32. Curative treatment for lewisite casualties.
The treatment of lewisite and mustard gas casualties follows the same general lines.
Since the presence of lewisite vapour in the air can be readily detected, lesions of the eye caused by lewisite vapour should be less numerous and less serious than with mustard gas vapour, but if liquid lewisite gets into the eye the immediate spasm and rapid swelling of the eyelids, and pain, will render early treatment difficult.

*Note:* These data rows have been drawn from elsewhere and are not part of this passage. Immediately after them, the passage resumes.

PR #3741, opened 2022-04-05
Fix and automatically check for broken links in doc job

jumaffre:


wintersteiger (approved):
Wow, that's a few more broken links than I expected! Definitely a good idea to check those automatically.

.azure-pipelines-gh-pages.yml
```diff
@@ -28,6 +28,16 @@ jobs:
...
           cmake_args: ""
 
+      - script: |
+          set -ex
+          python3.8 -m venv env
+          source env/bin/activate
+          pip install wheel
+          pip install -U -r doc/requirements.txt
+          pip install -U -e ./python
+          sphinx-build -b linkcheck doc build/html
```
eddyashton, line 38: Can we include this in the existing single-version build, rather than as a separate step?

eddyashton (approved):

.azure-pipelines-gh-pages.yml
jumaffre: As discussed, I couldn't find a way to do this in one step because `linkcheck` is a different builder altogether.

If vesication of the skin occurs, especially if the affected area be extensive, the fluid in the blisters should be evacuated early, the epithelium removed, and the raw surface irrigated, in order to lessen the danger of absorption of arsenic.
Should symptoms of shock, accompanied by plasma loss and increased concentration of the blood, result from a heavy contamination of the bare skin with liquid lewisite, treatment by transfusion of plasma will naturally suggest itself, but, since lewisite continues to exert its toxic action so long as it is being absorbed, this treatment is unlikely to be successful unless the area of contaminated skin has been treated at a, sufficiently early stage with hydrogen peroxide or hyperol.
Signs of renal and hepatic congestion, gastric and intestinal disturbance, and the presence of arsenic in the urine, may afford evidence of arsenical absorption due to heavy liquid contamination of the skin.
33. Decontamination of clothing, equipment and materials.
The general remarks already noted under this heading in connection with mustard gas (Section 21) are equally applicable in the case of lewisite.